=== Section Start ===
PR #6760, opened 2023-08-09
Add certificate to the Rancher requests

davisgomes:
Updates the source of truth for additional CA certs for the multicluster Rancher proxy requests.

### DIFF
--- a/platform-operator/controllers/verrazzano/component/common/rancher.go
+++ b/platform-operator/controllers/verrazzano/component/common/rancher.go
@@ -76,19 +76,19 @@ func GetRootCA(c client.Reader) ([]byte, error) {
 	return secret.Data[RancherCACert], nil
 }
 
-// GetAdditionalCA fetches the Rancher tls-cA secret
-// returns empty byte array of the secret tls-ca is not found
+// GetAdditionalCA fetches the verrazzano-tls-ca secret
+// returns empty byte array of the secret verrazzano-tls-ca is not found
=== Section End ===
The material must be reproduced word for word.

• [Response to this task]
PR #6760, opened 2023-08-09
Add certificate to the Rancher requests

davisgomes:
Updates the source of truth for additional CA certs for the multicluster Rancher proxy requests.

### DIFF
--- a/platform-operator/controllers/verrazzano/component/common/rancher.go
+++ b/platform-operator/controllers/verrazzano/component/common/rancher.go
@@ -76,19 +76,19 @@ func GetRootCA(c client.Reader) ([]byte, error) {
 	return secret.Data[RancherCACert], nil
 }
 
-// GetAdditionalCA fetches the Rancher tls-cA secret
-// returns empty byte array of the secret tls-ca is not found
+// GetAdditionalCA fetches the verrazzano-tls-ca secret
+// returns empty byte array of the secret verrazzano-tls-ca is not found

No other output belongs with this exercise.